PR #1912, opened 2021-11-21
fix cookiestore.py utc

antonymott:
match utc creation method in _create() and _clean_cookie_file()

### DIFF
--- a/crossbar/router/cookiestore.py
+++ b/crossbar/router/cookiestore.py
@@ -85,7 +85,7 @@ class CookieStore(object):
         # cookie tracking data
         cbtData = {
             # UTC timestamp when the cookie was created
-            'created': util.utcnow(),
+            'created': datetime.datetime.now(datetime.timezone.utc),
 
             # maximum lifetime of the tracking/authenticating cookie
             'max_age': self._cookie_max_age,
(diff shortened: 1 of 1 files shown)


oberstet:
no,  the format must be ISO 8601, and the current code is correct

https://github.com/crossbario/autobahn-python/blob/9de497273c6db50d8697019844f6a7fd3a867789/autobahn/util.py#L166

```
(cpy39_1) oberstet@intel-nuci7:~$ python
Python 3.9.4 (default, Apr 29 2021, 02:30:43) 
[GCC 9.3.0] on linux
>>> import datetime
>>> datetime.timezone
<class 'datetime.timezone'>
>>> datetime.timezone.utc
datetime.timezone.utc
>>> datetime.datetime.now(datetime.timezone.utc)
datetime.datetime(2021, 11, 22, 8, 32, 52, 286101, tzinfo=datetime.timezone.utc)
>>> str(datetime.datetime.now(datetime.timezone.utc))
'2021-11-22 08:33:07.006501+00:00'
>>> from autobahn import util
>>> util.utcnow()
'2021-11-22T08:33:30.639Z'
>>> 
```

Issue #1916, opened 2021-11-24
rlinks: duplicate events after reconnect


asimfarooq5:
If the connection between instance A and B is lost, On connection resume/resubscribe the event causes duplicate results for number of times it reconnects.

The same configuration can be used to reproduce the bug #1909  

* Start both Instances A and B
* Subscribe event on instance A and B
* Publish event to instance A and B
* get the same event on both instances
* stop/restart instance B then resubscribe
* Now, when the event is published to instance A, this will result in duplicate events on instance B

om26er:
This issue is real, I can reproduce that. It seems the local leg has the registrations even when the remote end disconnected/stopped. In such event the following code is not called https://github.com/crossbario/crossbar/blob/01ec53a100b08a4b78adabe26ab0abb12ba21d5a/crossbar/worker/rlink.py#L167

So we probably need to update `on_remote_leave` to unsubscribe to the remote events https://github.com/crossbario/crossbar/blob/01ec53a100b08a4b78adabe26ab0abb12ba21d5a/crossbar/worker/rlink.py#L204

oberstet:
As a note, it can be daunting/confusing to think about and keep all message interactions for a certain scenario  in mind with this rlink stuff. In particular, since those WAMP messages happen at the meta level, and at the app level.

* pls consider https://github.com/crossbario/crossbar/blob/master/docs-cfx/_static/crossbar-rlinks.pdf - I tried to make this stuff approachable, and ..
* This is supposed to intro one graphical notation for documenting what is supposed to happen with rlinks at the WAMP message level in an accurate way.
* If that notation makes sense and is welcome, we could add all message interactions and scenarios

asimfarooq5:
It seems to be fixed with proposed branch #1919.

PR #1919, opened 2021-11-26
Unsubscribe forwarded events on remote disconnect

om26er:
When remote leg disconnects, make sure to unsubscribe all active subscriptions on local leg.

Fixes https://github.com/crossbario/crossbar/issues/1916


oberstet:
fwiw, I'm slightly worried that our current approach of modifying the code in response to problems identified in adhoc, random tests, and without adding both "positive, supposed to work" and CI/unit/regression tests isn't sustainable ...

PR #1923, opened 2021-12-07
dont construct the signing key in worker controller

om26er:
The worker controller file now has `get_public_key` and `sign_challenge` methods. Don't try to construct the SingingKey object manually as that's redundant and may cause issues


om26er:
@oberstet lets land it ?

oberstet:
sure, great! only missed the notification ..

PR #1954, opened 2022-03-02
Polish clustering

oberstet:


om26er:
What about the banner, is that something to update as well ? https://github.com/crossbario/crossbar/blob/76bd11e82d6b8a0307b49c8ca9b34a856197220e/crossbar/edge/personality.py#L355

oberstet:
yes, good point! https://github.com/crossbario/crossbar/pull/1954/commits/2b0bcc0f54bb044dcd5f6b7dbb700284b81805e6

PR #1968, opened 2022-03-23
Fix proxy controller has_realm() logic

om26er:
`ProxyController.has_realm()`, checks if the route for a realm exists or not. Initially that function works correctly when no route exists, however when a route is started and later stopped, that function still returns `True` because the code only checks for the existence of a key. It also needs to check if the key returns an empty dictionary or not.

Here is the relevant part which actually removes a route https://github.com/crossbario/crossbar/blob/e88876f47f12a830d76d225723e0b8d13fdc589c/crossbar/worker/proxy.py#L1653.

### DIFF
--- a/crossbar/worker/proxy.py
+++ b/crossbar/worker/proxy.py
@@ -1190,7 +1190,7 @@ class ProxyController(TransportController):
         :returns: True if a route to the realm (for any role) exists.
         :rtype: bool
         """
-        result = realm in self._routes and len(self._routes[realm]) > 0
+        result = realm in self._routes
         self.log.debug('{func}(realm="{realm}") -> {result}',
                        func=hltype(ProxyController.has_realm),
                        realm=hlid(realm),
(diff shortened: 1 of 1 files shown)


oberstet:
> If all routes are stopped, clear the realm from routes map

no, this is wrong

om26er:
ok, in that case, we can close the PR.

The discrepancy here is that the proxy worker has very basic knowledge of a realm. So when both the proxy connection and the proxy realm route is stopped, then at that point, the proxy worker should just forget the realm. However currently it tells the application code something like
```
wamp.error.no_such_role message=realm "omer-home" has no role "owner"
```

So basically when the route is stopped, it "forgets" the role but not the realm itself. expected ?

oberstet:
no, sorry for the confusion: the PR is fine after the change you did, as:

>  "having a realm" == "having at least one route configured for that realm"

om26er:
ah, just saw the other comment, I can do the doc fix

om26er:
Looking at it again, I think the current doc string is already clear enough
```
        """
        Check if a route to a realm with the given name is currently running.

        :param realm: Realm name (the WAMP name, _not_ the run-time object ID).
        :type realm: str

        :returns: True if a route to the realm (for any role) exists.
        :rtype: bool
        """
```

PR #1994, opened 2022-04-18
Update main.yml

myoung34:


myoung34:
Ignore =)

myoung34:
Yep, just looking for public repos with self hosted to flag potential issues. I cant tell what gates are in front without opening a PR though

■ ■ ■ ■ ■ ■ ■

PROBLEM DETAILS:
Nothing but lines that contain "duplicate" should appear in the answer. Copy each from the records.

RESPONSE:
rlinks: duplicate events after reconnect
If the connection between instance A and B is lost, On connection resume/resubscribe the event causes duplicate results for number of times it reconnects.
* Now, when the event is published to instance A, this will result in duplicate events on instance B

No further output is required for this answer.